*Exercise goal:* Here is the listing. Report each line in it that contains the string "initial".

Segment Start: Excerpted records

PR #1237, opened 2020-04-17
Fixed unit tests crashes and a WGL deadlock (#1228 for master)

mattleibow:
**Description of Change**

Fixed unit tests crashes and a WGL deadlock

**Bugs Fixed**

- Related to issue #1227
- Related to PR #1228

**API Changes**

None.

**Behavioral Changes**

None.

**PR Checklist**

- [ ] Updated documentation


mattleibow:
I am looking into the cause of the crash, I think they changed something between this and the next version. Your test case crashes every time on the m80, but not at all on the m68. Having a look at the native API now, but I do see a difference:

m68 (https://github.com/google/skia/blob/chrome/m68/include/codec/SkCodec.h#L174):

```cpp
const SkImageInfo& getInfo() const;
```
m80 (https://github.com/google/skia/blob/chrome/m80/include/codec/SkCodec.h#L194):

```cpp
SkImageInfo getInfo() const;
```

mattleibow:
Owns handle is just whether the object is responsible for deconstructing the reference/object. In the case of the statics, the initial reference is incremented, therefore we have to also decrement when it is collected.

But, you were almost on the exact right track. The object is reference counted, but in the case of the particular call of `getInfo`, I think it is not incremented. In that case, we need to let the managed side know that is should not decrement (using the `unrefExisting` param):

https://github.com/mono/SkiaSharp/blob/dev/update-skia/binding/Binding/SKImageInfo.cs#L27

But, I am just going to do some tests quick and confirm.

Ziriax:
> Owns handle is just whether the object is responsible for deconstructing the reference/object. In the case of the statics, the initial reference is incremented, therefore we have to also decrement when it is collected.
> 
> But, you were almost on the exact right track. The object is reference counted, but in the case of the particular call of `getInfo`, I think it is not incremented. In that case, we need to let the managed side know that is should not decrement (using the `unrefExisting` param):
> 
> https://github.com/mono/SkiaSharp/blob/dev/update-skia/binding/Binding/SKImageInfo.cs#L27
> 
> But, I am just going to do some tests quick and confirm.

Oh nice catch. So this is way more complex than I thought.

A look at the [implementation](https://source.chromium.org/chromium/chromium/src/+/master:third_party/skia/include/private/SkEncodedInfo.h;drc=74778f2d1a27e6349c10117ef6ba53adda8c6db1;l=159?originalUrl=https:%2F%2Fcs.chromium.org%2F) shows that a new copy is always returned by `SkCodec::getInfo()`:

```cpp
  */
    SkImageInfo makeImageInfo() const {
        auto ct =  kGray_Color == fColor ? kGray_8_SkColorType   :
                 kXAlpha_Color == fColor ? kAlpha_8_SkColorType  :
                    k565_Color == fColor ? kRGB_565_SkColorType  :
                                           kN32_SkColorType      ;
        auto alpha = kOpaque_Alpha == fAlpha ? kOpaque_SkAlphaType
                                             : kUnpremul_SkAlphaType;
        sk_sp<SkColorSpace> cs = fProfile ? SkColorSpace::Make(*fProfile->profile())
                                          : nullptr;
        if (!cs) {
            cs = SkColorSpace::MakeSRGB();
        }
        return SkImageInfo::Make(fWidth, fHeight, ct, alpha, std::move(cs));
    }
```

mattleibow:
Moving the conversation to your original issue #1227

Segment End: Excerpted records
Segment Start: Excerpted records

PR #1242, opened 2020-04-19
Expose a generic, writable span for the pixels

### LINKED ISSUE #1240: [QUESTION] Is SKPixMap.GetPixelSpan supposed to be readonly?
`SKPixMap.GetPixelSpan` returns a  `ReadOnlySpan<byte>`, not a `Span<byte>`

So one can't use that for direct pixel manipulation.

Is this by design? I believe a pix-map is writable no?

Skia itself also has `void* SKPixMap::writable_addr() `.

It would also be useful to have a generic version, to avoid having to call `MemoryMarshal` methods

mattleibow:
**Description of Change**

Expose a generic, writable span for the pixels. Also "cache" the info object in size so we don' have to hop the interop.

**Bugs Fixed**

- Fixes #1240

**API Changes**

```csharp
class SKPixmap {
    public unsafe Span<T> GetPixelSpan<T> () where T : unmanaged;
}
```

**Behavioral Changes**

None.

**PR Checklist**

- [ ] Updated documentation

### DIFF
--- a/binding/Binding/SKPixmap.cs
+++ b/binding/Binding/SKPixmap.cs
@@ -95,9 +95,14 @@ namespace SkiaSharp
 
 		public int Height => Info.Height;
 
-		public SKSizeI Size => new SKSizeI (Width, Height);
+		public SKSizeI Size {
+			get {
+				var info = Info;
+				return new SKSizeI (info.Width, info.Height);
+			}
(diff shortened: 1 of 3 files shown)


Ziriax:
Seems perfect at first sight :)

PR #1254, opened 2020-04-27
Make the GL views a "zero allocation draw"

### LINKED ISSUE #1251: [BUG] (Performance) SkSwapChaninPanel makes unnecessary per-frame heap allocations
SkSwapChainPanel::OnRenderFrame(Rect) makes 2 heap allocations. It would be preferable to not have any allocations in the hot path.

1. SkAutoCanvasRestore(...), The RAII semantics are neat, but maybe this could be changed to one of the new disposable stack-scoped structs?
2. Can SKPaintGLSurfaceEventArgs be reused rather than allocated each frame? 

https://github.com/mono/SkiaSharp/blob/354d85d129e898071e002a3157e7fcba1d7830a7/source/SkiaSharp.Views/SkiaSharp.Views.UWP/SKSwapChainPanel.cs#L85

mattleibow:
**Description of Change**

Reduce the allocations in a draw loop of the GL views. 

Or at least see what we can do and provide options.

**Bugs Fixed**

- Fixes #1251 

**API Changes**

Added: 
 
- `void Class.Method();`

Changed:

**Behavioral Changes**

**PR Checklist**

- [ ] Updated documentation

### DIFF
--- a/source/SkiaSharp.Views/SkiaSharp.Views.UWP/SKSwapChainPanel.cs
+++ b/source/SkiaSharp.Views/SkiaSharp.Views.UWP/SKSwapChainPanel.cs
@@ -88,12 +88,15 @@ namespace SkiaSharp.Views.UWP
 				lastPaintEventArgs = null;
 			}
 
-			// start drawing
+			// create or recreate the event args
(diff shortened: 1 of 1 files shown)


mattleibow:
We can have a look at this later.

Segment End: Excerpted records

*Expected answer:*
Owns handle is just whether the object is responsible for deconstructing the reference/object. In the case of the statics, the initial reference is incremented, therefore we have to also decrement when it is collected.
> Owns handle is just whether the object is responsible for deconstructing the reference/object. In the case of the statics, the initial reference is incremented, therefore we have to also decrement when it is collected.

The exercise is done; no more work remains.